BULANTI
Metro kalabalıktı. Herkes birbirine bakıyordu, gözleri buluşuncaya kadar. Küçük bakışlar. Oturan bir adam, eliyle midesini tuttu. Öne doğru eğildi. Öğürdü. Yanında ve karşısında oturanlar çekildiler. Olabildiğince uzaklaştılar ondan.
“Poşeti olan var mı?” diye sordu yanında oturan kadın.
Etrafındaki kadınlar çantalarına baktı. Sonra da bana baktılar.

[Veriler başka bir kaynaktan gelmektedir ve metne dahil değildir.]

PR #547, opened 2023-01-25
Create 00XX-linear-lockup-curve.md

ferebee:
HIP draft to simplify veHNT lockup curve


abhay:
@samgutentag any ideas why HIP 49 is getting updated in here?

vincenzospaghetti:
@samgutentag @abhay it looks like it might be the prettier because I can't see any text changes. 
How can we instruct the other to remove any changes to hip 49? even if its just the prettier.

ferebee:
Sorry here for the confusion. It looks like the spurious edit to 0049-max-eirp-adjustment.md was caused by the prettifier. AFAICS I have now reverted that, leaving just the revision to the actual HIP draft.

Elimdeki poşete baktım. İçinde elimde taşıyamayacağım, içinde kuru pasta bulunan bir kutu vardı. Onu verip vermemekte kararsız kaldım. Bu sırada bir kadın çantasından bir poşet çıkarıp uzattı. Adama verdiler. Öğürse de bir şey çıkaramadı. Yüzü bembeyaz olmuştu. Arkasına yaslandı, derin nefes aldı.
“Aç mısın? Bir şeyler yedin mi?” diye sordum.
Yanıt vermedi. Yanındaki kadın da sordu. Yanıt vermedi. Bir adam onu inmek için ikna etti.
“Gel inelim. Dışarıya çıkalım biraz hava al” dedi ve onu inmeye ikna etti.
“Onu tanıyor musunuz?” diye sordu yanında oturan kadın.
“Tanımıyorum” dedi adam.
“Poğaça vereyim mi?” diye sordum. Yanıt alamadım. Adam koluna girmiş kapıya yönelmişlerdi.
Bir kadın çantasından bisküvi çıkardı, uzattı. Almadılar.
Durdu metro ve indiler. Adamın arkasından konuşuldu.
“Açtı mutlaka, bir şeyler yemiş olsaydı çıkarırdı.”